“If you had to pull a single lever to eliminate the achievement gap, what would it be?” It was a hefty question posed to kick off a casual lunch-time discussion amongst a group of program directors leading the way in school reform. Even with their experience supporting new school leaders and actively shaping the national reform agenda in education, silence ensued. But it wasn’t the immensity of the question—or the many possible responses—that left me tongue-tied. Even if one was able to identify a single intervention for the sake of argument, how could a measure of its effectiveness possibly be reduced to changes in student test scores? When would we decide that any differences in student outcomes had been eliminated?
Recent players in the field of school reform adamantly demand doing away with “business as usual.” Incompetent systems of educational administration, union bureaucracy, and school leadership complacent in their approach to opportunity gaps are prime targets for removal. In their place, business administration models, talent from non-education backgrounds, and leaders willing to disrupt system norms should be instated to revolutionize an otherwise broken institution.
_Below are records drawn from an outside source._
PR #5121, opened 2022-07-26
Update openrefine-api.md

VladimirAlexiev:
- fix link name of refine-ruby
- fix link of refine-java (the old one is a redirect)
- add ontorefine-cli


docs/docs/technical-reference/openrefine-api.md
```diff
@@ -279,7 +279,8 @@ Libraries using the [OpenRefine API](openrefine-api):
 * [openrefine-php-client](https://github.com/keboola/openrefine-php-client)
 
 ### Java {#java}
-* [refine-java](https://github.com/dtap-gmbh/refine-java)
+* [refine-java](https://github.com/ancore/refine-java)
+* [ontorefine-cli](https://github.com/Ontotext-AD/ontorefine-cli) that is a fork of the above for Ontotext's OntoRefine
```
wetneb, line 283: Since this seems to be specific to OntoRefine, I am not sure it has its place here. If ontorefine-cli actually works for OpenRefine too, perhaps it would be worth advertising it as such on the repository first?

VladimirAlexiev: AFAIK all additions of ontorefine-cli on top of refine-java are specific to OntoRefine.

I thought this is a place to list all Refine clients, like the Recon testbench lists all Recon endpoints?
What if we change the description to `a fork of the above adapted for OntoRefine` ?

wetneb: I would keep ontorefine-cli out of this list if it is specific to OntoRefine, but maybe others think differently

PR #5124, opened 2022-07-27
Switched the icon for removing a URL from trash-icon to the x icon

elebitzero:
-  Switched the icon for removing a URL from the trash icon to the x icon in create a project with URL:

image


wetneb (approved):
Seems intuitively fine to me (but no strong views).

main/webapp/modules/core/scripts/index.js
```diff
@@ -68,24 +68,7 @@ Refine.postCSRF = function(url, data, success, dataType, failCallback) {
...
-//		lang : lang
-	},
-	success : function(data) {
-		dictionary = data['dictionary'];
-        lang = data['lang'];
-	}
-});
-$.i18n().load(dictionary, lang);
-$.i18n({ locale: lang });
-// End internationalization
```
wetneb, line 88: That change seems to be unrelated to the change of icon, so perhaps it would be cleaner to have it as a separate PR, no?

elebitzero: I meant to put that change in a separate PR, I have reverted it and added some slight improvements (see updated screenshot).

Another common phrase used in this forum, “moving the needle in education reform,” implies that each of these corrective strategies should be gauged against some standard of improvement immune to political sway, public sentiment, and the obstinate status quo. The effectiveness of any business venture is weighed against a bottom line. For innovative approaches to education reform, that bottom line is student achievement. But what do business leaders, and other pioneering reform advocates, really know about the measurement of student knowledge?
For certain, educational measurement is not an easy topic to navigate. In general, it aims to measure students’ abilities and knowledge attainment in content areas such as reading, mathematics, and science. Integral to this is the study of psychometrics, which is primarily focused on the construction and validation of measurement instruments like surveys and tests. Psychometricians look closely not only at the development of instruments and procedures for psychological measurement, but also at the development and refinement of theoretical approaches to measuring individual knowledge, abilities, attitudes, and personality traits.
In other words, to use testing to determine the effectiveness of a policy, practice or reform relies upon careful, complex work in understanding what, exactly, is measured by tests and surveys and how differences in individuals’ cognitive states can be accurately and reliably assessed. It must then be understood what resulting data patterns mean in their interpretation. Can we definitively pinpoint a cause-and-effect relationship between changes in district-level human resource policies and student test scores, for example? Between a school’s technology infrastructure and student performance in state-level language exams?
The intensive thought and work invested in standardized student testing has resulted in some of the most reliable indicators of acquired student knowledge. To make use of a recent example, in the identification of reliable measures of student achievement, the Measures of Effective Teaching (MET) project recently indicated the Balanced Assessment in Mathematics (BAM) as a strong complement to state examinations in grades K-12 math. With tests like BAM, which present a collection of cognitively challenging, higher-order thinking questions tied to curricular practices, which are shown to measure student knowledge consistently across different student groups, and which reflect recent changes in methodological approaches to math, it is not difficult to see why measures of student achievement have become such highly regarded metrics. It is imperative to recognize, however, that we, as advocates of education improvement also assign value to these metrics—oftentimes beyond the scope of whatever information they are capable of conveying. In the case of BAM, despite its strength as an independent assessment, final findings from the MET project suggested that multiple measures (that is, a combination of classroom observations, student surveys, and measures of student achievement) produce more consistent ratings of teacher effectiveness than student achievement measures alone.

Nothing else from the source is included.